# Night stand (almost done)



## btyirin (Aug 14, 2008)

Been awhile since I posted. I moved a little further south and now I hang out in southwest Virginia. I took a 4.5 hour drive over to Steve Wall lumber and bought 200 board feet of yellow pine. 100 BF milled at 13/16 and 100 BF at 1 1/16. I am wanting to build us a bedroom set and didn't put much thought into it amounts. I'm poor. I designed the cabinet using Alibre CAD software(DEMO version. Don't have 1000 bucks) I got the idea from an existing piece. It will have walnut drawer pulls and wood plugs. I made the drawer runners out of hard maple. 

Its the first piece I ever made from my own (or anyones cad design) ever. I am 100 percent pleased with the results. Between the Cad software, the INCRA miter jig, and the digital table saw angle finder. It was a walk in a park. 

My only regret is that I didn't build it out of decent lumber. But, I don't have much time in on building cabinets so I need the practice. And I need some bedroom furniture since I sleep on the floor and have no night stands. I've been stuck on those damn inlay tables so long I figured its time to learn some new skills. 

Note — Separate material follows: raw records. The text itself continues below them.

Issue #49, opened 2015-12-30
Make "pin widget" action work


xavijam:
![ebc183aa-ad53-11e5-8719-da80764cf713](https://cloud.githubusercontent.com/assets/132146/12049789/7a332b40-aeec-11e5-97fb-b624a0414345.png)

Delete option should be only available in editor.

noguerol:
Still not working cc @saleiva

PR #437, opened 2016-07-22
Removes pinned option from widgets until implementing it

saleiva:


saleiva:
CR @javierarce

saleiva:
close #49

xavijam:
:+1:

PR #443, opened 2016-08-11
Disable widget state

gfiorav:
This disables widget state until [the issues with it](https://github.com/CartoDB/deep-insights.js/issues/416) are fixed. Until then, only map related state is shared (i.e, viewport).

Please CR @xavijam


xavijam:
👍

PR #455, opened 2016-10-05
Using proper dependencies for browserify-resolutions

xavijam:
It fixes the problem we have right now with the bundle generation.

cc @nobuti


nobuti:
🎉

xavijam:
Default tests passing, merging!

Yuengling did not sponsor me in any way. 

Bri


----------



## smitty1967 (Feb 24, 2008)

Brian that is a fantastic looking piece. The delicate arch on the outboard sides of the legs is capital! This is something I have trouble with---I can visualize exactly how I want something to look, but designing/building is another matter, one where I spend most of my time. The sawdust making is the easy part.

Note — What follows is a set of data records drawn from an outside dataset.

PR #461, opened 2016-10-10
Complete cleaning for repetitives symbolizers fix #457

### LINKED ISSUE #457: Autostyling working in Builder but not on embed
@rochoa 

I made a map:
https://team.carto.com/u/mamataakella/builder/92096530-ccf0-4a97-8a29-7b0c2fe89061/embed

If you click on any of the Autostyling options in the widgets, you will notice unexpected behavior. Some polygons are getting colored with the autostyle colors and others are not.

screen shot 2016-10-05 at 9 53 46 am

Now, when I do the Autostyling inside of Builder, it works as expected:

screen shot 2016-10-05 at 9 54 55 am

So, I'm not sure what is happening between the Builder map and the embed.

Any help is appreciated!

Table:
https://team.carto.com/u/mamataakella/dataset/final_election_subquery_copy

donflopez:
We are replacing the attrs in other way. This fix #457 issue.

- Mark the attr to change

- Remove all of them

- Remove empty layers or conditions

- Change the mark with the new value of the attr

I've put the functional code just above, but it is not reusable and this is not a good place for it. We have to move it to a better place aligned with the project architecture to allow reusability and a better understanding.

This is a temporal solution, waiting for a better one using cartocss parser.

NOTE: I have to add tests to this PR, don't merge! 🙂 

cc @javisantana & @alonsogarciapablo

### DIFF
--- a/spec/widgets/auto-style/style-utils.spec.js
+++ b/spec/widgets/auto-style/style-utils.spec.js
@@ -1,0 +1,35 @@
+var StyleUtils = require('../../../src/widgets/auto-style/style-utils.js');
+
+describe('src/widgets/auto-style/style-utils', function () {
+  describe('.changeStyle', function () {
+    it('should change style attribute', function () {
+      var cartocss = '#layer {marker-line-color: white; marker-fill: #adadad;}';
+      var attr = 'marker-fill';
+      var newStyle = ' marker-fill: blue;';
+
+      var expected = '#layer {marker-line-color: white; marker-fill: blue;}';
+
+      expect(StyleUtils.changeStyle(cartocss, attr, newStyle)).toBe(expected);
+    });
+
+    it('should change style and remove duplicated', function () {
+      var cartocss = '#layer {marker-line-color: white; marker-fill: #adadad; marker-fill: #fafafa;}';
+      var attr = 'marker-fill';
+      var newStyle = ' marker-fill: blue;';
+
+      var expected = '#layer {marker-line-color: white; marker-fill: blue;}';
+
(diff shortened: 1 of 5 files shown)


donflopez:
Tests added!

spec/widgets/auto-style/style-utils.spec.js
```diff
@@ -0,0 +1,35 @@
...
+      var attr = 'marker-fill';
+      var newStyle = ' marker-fill: blue;';
+
+      var expected = '#layer {marker-line-color: white; marker-fill: blue;}';
+
+      expect(StyleUtils.changeStyle(cartocss, attr, newStyle)).toBe(expected);
+    });
+
+    it('should change style, remove duplicated and remove empty braces', function () {
+      var cartocss = '#layer {marker-line-color: white; marker-fill: #adadad; [me>gasol] { marker-fill: #fafafa; }}';
```
alonsogarciapablo: Would:
`var cartocss = '#layer {marker-line-color: white;  [me>gasol] { marker-fill: #fafafa; }; marker-fill: #adadad; }'` work too?

What about:

`'#layer {marker-line-color: white; marker-fill: #adadad; [me>gasol] { marker-fill: #fafafa; marker-width: 200}}'` ? (we could add a test to ensure layers that are not empty are not removed)

alonsogarciapablo:
About the approach... have you considered parsing the CartoCSS with http://github.com/CartoDB/carto instead of using regular expressions? I'm asking because that's probably what @javisantana was referring to in https://github.com/CartoDB/deep-insights.js/issues/457.

donflopez:
Yes, but we saw that we can't get cartocss from carto object, so we did this implementation until the carto -> cartocss logic will done.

Very well done, indeed. A bedroom set is a great idea. I've done it myself, queen bed, two nightstands, two dressers and armoire, and every day I get the pleasure of seeing how well it came together and the finish, the construction, etc....you won't be sorry. I might also add...don't worry about your choice of hardwood. I think its going to look fine in yellow pine. Love the grain.

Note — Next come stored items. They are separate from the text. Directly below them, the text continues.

PR #469, opened 2016-10-18
Get global distribution type to fix #468

### LINKED ISSUE #468: Widget auto-style color ramp should be always calculated with the total data and not with the bounding box
Sometimes when you are looking at all the data it applies a color ramp.
And then, when zooming in and doing so again, it applies a different color ramp.

Which is kind of confusing. The color ramp should be always calculated with all the data.

#SMOKE_WD15

cc/ @javisantana

donflopez:
This PR needs from this [other one.](https://github.com/CartoDB/cartodb.js/pull/1450)

It use global data to generate ramp color.

### DIFF
--- a/src/widgets/auto-style/histogram.js
+++ b/src/widgets/auto-style/histogram.js
@@ -12,7 +12,9 @@ var HistogramAutoStyler = AutoStyler.extend({
   },
 
   getColorLine: function (sym) {
-    var shape = this.dataviewModel.getDistributionType();
+    var shape = this.dataviewModel.getDistributionType(
+      this.dataviewModel.getUnfilteredDataModel().get('data')
+    );
     var scales = HistogramAutoStyler.SCALES_MAP[sym][shape];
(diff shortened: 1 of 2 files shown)


src/widgets/auto-style/histogram.js
```diff
@@ -12,7 +12,9 @@ var HistogramAutoStyler = AutoStyler.extend({
   },
 
   getColorLine: function (sym) {
-    var shape = this.dataviewModel.getDistributionType();
+    var shape = this.dataviewModel.getDistributionType(
+      this.dataviewModel.getUnfilteredDataModel().get('data')
```
javisantana: one comment, I don't know if unfiltered data model will have the whole data histogram when the dashboard stats with a filter (or other widget has a filter). I think it worths checking

javisantana:
:es:

src/widgets/auto-style/histogram.js
donflopez: Let me see! Thanks!

PR #473, opened 2016-10-24
State url

### LINKED ISSUE #445: State URL problems
- [x] We need to make a map instantiation _without filters_, in order to get the full data range. If there is no filters applied, go ahead and request all widgets data. If there is any filter, make a second map instantiation with the filters, and then request all the widgets data.
- [x] Don't set state URL when the map is initialized.
- [x] Don't listen widgets change until all widgets and map have been started (it triggers URL changes when state change).
- [x] Don't store center and zoom, better to store bounding box, `ne` and `sw` (https://github.com/CartoDB/deep-insights.js/issues/444).

nobuti:
This PR fixes #445 in DI's side. It's depends on https://github.com/CartoDB/cartodb.js/pull/1428.

cc @xavijam @donflopez

### DIFF
--- a/src/api/dashboard.js
+++ b/src/api/dashboard.js
@@ -36,10 +36,7 @@ Dashboard.prototype = {
     var state = {};
     var mapState = this.getMapState(); // TODO
     if (!_.isEmpty(mapState)) state.map = mapState;
-    /*
-     * TODO: Disabled widget states until issues are fixed.
-     * See https://github.com/CartoDB/deep-insights.js/issues/416
-     */
+
     var widgetsState = this._dashboard.widgets._widgetsCollection.getStates();
     if (!_.isEmpty(widgetsState)) state.widgets = widgetsState;
     return state;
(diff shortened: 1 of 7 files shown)


nobuti:
Ready for CR 🙏

src/api/dashboard.js
```diff
@@ -36,46 +36,36 @@ Dashboard.prototype = {
     var state = {};
     var mapState = this.getMapState(); // TODO
     if (!_.isEmpty(mapState)) state.map = mapState;
-    /*
-     * TODO: Disabled widget states until issues are fixed.
-     * See https://github.com/CartoDB/deep-insights.js/issues/416
-     */
-    // var widgetsState = this._dashboard.widgets._widgetsCollection.getStates();
-    // if (!_.isEmpty(widgetsState)) state.widgets = widgetsState;
+
```
xavijam: And cc @gfiorav, enabling it again! 💃  yay!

Yuengling huh? I once brought a fire engine home from Nesquehoning ( I bet you might know where that is), and it was full of about 80 cases of bottles that we bought in town prior to our departure. You know...souvenirs from our trip. That's all. 

Good luck and keep the pictures coming.

smitty


----------



## Leatherneck (Dec 14, 2008)

I like the design .. the legs look great :thumbsup: Looking forward to seeing the finish. Well done !!


----------



## btyirin (Aug 14, 2008)

Thanks guys. I will post a finished pic (with handles) in the coming weeks. Here are a couple snaps of the CAD design.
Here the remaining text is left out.